PR #401, opened 2020-12-07
Add support for mixed-key dictionaries in Inlet

### LINKED ISSUE #400: Add mixed-key dictionaries to Inlet
Follow up question -- would the code break if you had a table like the following:
```lua
foo = {
  [ 1 ] = "an int-indexed value",
  ['1'] = "a string-indexed value"
}
```

_Originally posted by @kennyweiss in https://github.com/LLNL/axom/pull/391#discussion_r533911314_

joshessman-llnl:
# Summary

- This PR is a feature
- It does the following:
  - Adds support for mixed-key dictionaries in Inlet e.g., `[1] = "first", ['second'] = "second"`

About 2/3 of this PR (by LoC) is the implementation of the tagged union type.  This is a stand-in for `std::variant` with some additional Inlet-specific convenience functions.  There is a lot of boilerplate as defaulted constructors/destructors/assignment op/etc are not sufficient for a type- and memory-safe sum type.

## Design review

On 12/7, we reviewed this PR.  We discussed the design ideas:

1. Behavior when an integer key and string key have the same value, e.g., `[1] = "first", ['1'] = "second"`
2. Behavior when the user requests a single-type associative array from a mixed-key dictionary

### 1
It was decided that this should result in an error.  If duplicate keys of this form need to be supported at a later date this can be revisited.

### 2
It was decided that the subset of keys matching the requested type should be returned and the others should be ignored.  Tests demonstrating this were added.

Resolves #400


kennyweiss (approved):
Looks good @joshessman-llnl !

src/axom/inlet/VariantKey.cpp
```diff
@@ -0,0 +1,184 @@
...
+namespace axom
+{
+namespace inlet
+{
+VariantKey& VariantKey::operator=(const VariantKey& other)
+{
+  copyFrom(other);
+  return *this;
+}
+VariantKey& VariantKey::operator=(VariantKey&& other)
```
white238, line 17: You don't need to fix this... but it is an obvious oversight that no newline is required here...

white238 (approved):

ACTION ITEM |
Print every record above exactly as it stands.

SOLUTION TO THE PROBLEM |
PR #401, opened 2020-12-07
Add support for mixed-key dictionaries in Inlet

### LINKED ISSUE #400: Add mixed-key dictionaries to Inlet
Follow up question -- would the code break if you had a table like the following:
```lua
foo = {
  [ 1 ] = "an int-indexed value",
  ['1'] = "a string-indexed value"
}
```

_Originally posted by @kennyweiss in https://github.com/LLNL/axom/pull/391#discussion_r533911314_

joshessman-llnl:
# Summary

- This PR is a feature
- It does the following:
  - Adds support for mixed-key dictionaries in Inlet e.g., `[1] = "first", ['second'] = "second"`

About 2/3 of this PR (by LoC) is the implementation of the tagged union type.  This is a stand-in for `std::variant` with some additional Inlet-specific convenience functions.  There is a lot of boilerplate as defaulted constructors/destructors/assignment op/etc are not sufficient for a type- and memory-safe sum type.

## Design review

On 12/7, we reviewed this PR.  We discussed the design ideas:

1. Behavior when an integer key and string key have the same value, e.g., `[1] = "first", ['1'] = "second"`
2. Behavior when the user requests a single-type associative array from a mixed-key dictionary

### 1
It was decided that this should result in an error.  If duplicate keys of this form need to be supported at a later date this can be revisited.

### 2
It was decided that the subset of keys matching the requested type should be returned and the others should be ignored.  Tests demonstrating this were added.

Resolves #400


kennyweiss (approved):
Looks good @joshessman-llnl !

src/axom/inlet/VariantKey.cpp
```diff
@@ -0,0 +1,184 @@
...
+namespace axom
+{
+namespace inlet
+{
+VariantKey& VariantKey::operator=(const VariantKey& other)
+{
+  copyFrom(other);
+  return *this;
+}
+VariantKey& VariantKey::operator=(VariantKey&& other)
```
white238, line 17: You don't need to fix this... but it is an obvious oversight that no newline is required here...

white238 (approved):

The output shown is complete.